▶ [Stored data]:
···

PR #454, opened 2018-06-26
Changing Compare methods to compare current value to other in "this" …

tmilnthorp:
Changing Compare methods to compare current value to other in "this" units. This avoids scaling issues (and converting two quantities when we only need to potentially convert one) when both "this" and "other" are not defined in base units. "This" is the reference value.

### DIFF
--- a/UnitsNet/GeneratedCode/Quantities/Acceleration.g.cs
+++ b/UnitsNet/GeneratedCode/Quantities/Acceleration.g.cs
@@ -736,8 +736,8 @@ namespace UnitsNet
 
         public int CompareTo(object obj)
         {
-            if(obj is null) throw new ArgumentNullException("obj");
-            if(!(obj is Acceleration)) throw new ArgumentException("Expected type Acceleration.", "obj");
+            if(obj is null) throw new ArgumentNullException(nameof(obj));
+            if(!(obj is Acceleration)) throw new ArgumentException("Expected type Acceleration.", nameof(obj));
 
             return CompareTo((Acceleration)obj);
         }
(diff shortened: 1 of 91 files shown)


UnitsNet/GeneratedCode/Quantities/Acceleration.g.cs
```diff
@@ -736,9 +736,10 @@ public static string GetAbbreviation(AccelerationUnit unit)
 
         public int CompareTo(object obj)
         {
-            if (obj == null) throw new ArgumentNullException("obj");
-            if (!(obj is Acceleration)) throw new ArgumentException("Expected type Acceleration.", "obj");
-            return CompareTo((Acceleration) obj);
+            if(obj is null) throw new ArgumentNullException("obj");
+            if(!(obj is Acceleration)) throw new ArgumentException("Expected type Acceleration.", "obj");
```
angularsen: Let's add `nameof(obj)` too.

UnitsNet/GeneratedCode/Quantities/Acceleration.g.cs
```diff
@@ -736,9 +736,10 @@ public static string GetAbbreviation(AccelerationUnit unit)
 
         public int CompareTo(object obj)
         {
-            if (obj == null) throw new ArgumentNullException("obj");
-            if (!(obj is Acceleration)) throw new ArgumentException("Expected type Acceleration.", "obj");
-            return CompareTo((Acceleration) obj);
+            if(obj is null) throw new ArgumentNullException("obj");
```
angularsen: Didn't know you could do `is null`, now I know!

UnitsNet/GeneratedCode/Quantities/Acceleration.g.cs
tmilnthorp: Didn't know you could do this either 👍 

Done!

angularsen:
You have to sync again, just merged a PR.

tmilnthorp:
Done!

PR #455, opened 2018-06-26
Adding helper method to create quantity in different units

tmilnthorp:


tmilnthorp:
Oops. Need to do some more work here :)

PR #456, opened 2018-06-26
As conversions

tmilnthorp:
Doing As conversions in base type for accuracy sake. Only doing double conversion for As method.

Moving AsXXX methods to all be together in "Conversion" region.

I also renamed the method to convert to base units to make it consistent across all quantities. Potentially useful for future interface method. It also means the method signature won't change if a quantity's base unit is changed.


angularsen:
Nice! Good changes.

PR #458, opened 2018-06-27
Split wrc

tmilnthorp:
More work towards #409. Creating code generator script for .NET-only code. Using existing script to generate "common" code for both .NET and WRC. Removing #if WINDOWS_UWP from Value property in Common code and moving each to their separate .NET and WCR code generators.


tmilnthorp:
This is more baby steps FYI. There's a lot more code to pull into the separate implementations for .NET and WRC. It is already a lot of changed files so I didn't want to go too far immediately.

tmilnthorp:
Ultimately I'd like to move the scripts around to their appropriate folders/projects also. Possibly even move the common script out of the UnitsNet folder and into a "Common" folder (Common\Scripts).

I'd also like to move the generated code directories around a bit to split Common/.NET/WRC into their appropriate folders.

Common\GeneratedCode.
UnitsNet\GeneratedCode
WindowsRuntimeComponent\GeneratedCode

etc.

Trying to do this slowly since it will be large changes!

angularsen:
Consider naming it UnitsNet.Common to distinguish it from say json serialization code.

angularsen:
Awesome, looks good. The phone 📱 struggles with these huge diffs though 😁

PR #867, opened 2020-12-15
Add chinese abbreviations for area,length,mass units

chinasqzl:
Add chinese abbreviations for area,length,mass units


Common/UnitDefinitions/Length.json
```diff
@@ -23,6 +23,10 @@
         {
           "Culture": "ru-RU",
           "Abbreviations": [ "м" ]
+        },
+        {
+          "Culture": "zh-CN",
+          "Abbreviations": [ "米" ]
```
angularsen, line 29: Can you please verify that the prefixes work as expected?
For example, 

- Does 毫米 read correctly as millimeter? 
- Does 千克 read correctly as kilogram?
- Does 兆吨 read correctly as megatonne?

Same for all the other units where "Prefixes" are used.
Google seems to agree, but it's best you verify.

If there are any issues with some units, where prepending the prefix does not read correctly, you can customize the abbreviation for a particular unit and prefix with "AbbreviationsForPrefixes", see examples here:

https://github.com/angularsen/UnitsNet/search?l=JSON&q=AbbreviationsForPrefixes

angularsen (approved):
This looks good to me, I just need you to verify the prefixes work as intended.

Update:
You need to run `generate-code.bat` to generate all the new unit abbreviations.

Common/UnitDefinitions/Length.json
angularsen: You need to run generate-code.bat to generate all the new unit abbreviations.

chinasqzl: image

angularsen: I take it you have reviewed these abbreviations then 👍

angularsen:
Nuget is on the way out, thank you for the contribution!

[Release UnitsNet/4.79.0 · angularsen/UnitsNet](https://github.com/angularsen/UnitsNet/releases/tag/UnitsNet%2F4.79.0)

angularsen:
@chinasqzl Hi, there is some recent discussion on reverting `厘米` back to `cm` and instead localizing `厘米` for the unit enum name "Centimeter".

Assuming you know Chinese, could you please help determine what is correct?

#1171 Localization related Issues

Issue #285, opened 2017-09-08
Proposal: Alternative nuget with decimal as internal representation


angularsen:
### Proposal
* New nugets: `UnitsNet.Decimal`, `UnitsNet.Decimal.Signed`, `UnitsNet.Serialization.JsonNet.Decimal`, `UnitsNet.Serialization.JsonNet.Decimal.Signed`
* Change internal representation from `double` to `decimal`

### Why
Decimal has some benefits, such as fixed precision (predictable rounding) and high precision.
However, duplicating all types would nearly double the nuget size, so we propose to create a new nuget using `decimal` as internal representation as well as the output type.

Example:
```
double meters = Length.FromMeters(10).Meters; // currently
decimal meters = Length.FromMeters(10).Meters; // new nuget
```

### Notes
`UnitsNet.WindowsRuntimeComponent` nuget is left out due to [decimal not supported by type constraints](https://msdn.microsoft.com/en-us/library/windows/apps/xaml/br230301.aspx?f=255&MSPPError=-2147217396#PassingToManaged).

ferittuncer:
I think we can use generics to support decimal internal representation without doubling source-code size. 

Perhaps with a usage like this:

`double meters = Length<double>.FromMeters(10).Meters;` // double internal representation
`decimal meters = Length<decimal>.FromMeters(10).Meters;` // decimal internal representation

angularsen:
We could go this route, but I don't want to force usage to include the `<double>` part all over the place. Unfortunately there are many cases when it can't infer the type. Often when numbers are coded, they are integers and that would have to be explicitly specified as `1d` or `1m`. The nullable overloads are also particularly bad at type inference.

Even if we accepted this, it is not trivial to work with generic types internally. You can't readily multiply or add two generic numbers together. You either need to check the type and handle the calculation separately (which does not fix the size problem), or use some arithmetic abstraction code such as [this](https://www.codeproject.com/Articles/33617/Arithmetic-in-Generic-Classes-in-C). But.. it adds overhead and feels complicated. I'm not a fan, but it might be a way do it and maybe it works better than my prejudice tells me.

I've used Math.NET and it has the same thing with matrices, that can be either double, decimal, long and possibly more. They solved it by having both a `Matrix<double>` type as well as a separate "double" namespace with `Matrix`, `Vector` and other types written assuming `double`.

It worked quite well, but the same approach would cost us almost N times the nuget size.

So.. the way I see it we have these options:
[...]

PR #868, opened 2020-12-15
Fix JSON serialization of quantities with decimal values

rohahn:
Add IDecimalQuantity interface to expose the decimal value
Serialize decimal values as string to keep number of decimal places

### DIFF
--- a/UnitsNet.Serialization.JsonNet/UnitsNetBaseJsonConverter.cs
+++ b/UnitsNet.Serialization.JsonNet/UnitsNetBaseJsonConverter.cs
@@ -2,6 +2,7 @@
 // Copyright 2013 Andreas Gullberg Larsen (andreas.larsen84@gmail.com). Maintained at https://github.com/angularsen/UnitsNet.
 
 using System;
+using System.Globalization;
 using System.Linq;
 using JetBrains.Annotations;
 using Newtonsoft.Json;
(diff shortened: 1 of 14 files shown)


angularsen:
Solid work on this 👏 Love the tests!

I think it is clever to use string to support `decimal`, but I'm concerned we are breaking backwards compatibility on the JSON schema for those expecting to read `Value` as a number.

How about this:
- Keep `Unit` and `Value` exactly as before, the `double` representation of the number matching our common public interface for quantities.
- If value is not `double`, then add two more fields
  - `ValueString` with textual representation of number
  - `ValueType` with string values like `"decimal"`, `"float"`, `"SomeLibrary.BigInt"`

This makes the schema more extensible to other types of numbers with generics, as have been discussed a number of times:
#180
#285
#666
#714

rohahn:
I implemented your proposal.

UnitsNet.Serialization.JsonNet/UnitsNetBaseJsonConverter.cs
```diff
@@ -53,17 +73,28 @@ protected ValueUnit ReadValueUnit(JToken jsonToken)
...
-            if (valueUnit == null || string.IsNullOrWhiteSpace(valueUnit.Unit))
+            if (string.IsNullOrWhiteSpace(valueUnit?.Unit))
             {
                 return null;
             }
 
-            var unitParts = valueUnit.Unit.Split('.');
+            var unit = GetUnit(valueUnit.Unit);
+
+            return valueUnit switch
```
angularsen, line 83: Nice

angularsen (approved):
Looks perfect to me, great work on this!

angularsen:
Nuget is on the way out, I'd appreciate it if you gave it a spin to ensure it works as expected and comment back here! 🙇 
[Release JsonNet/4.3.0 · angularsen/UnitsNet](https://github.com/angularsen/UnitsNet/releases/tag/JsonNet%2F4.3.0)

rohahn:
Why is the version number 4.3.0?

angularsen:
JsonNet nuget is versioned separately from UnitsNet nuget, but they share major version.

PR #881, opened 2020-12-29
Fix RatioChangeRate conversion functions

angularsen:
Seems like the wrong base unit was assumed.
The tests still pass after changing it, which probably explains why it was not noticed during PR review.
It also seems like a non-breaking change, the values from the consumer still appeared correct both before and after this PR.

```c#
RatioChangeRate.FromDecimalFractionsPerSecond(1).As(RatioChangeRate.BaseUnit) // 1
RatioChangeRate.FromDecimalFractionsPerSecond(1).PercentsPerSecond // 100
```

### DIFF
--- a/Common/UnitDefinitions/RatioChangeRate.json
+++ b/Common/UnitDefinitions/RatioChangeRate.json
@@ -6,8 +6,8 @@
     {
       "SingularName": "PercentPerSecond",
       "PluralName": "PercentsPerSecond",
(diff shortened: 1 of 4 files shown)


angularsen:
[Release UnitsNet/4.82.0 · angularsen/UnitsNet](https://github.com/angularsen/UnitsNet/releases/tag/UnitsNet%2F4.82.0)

···

▶ [Work to be completed]:
Every line above from the line with "More work towards" to the line with "I'd also like" is wanted, ends included; write them out exactly and add no other line.

▶ [Completed task]:
More work towards #409. Creating code generator script for .NET-only code. Using existing script to generate "common" code for both .NET and WRC. Removing #if WINDOWS_UWP from Value property in Common code and moving each to their separate .NET and WCR code generators.


tmilnthorp:
This is more baby steps FYI. There's a lot more code to pull into the separate implementations for .NET and WRC. It is already a lot of changed files so I didn't want to go too far immediately.

tmilnthorp:
Ultimately I'd like to move the scripts around to their appropriate folders/projects also. Possibly even move the common script out of the UnitsNet folder and into a "Common" folder (Common\Scripts).

I'd also like to move the generated code directories around a bit to split Common/.NET/WRC into their appropriate folders.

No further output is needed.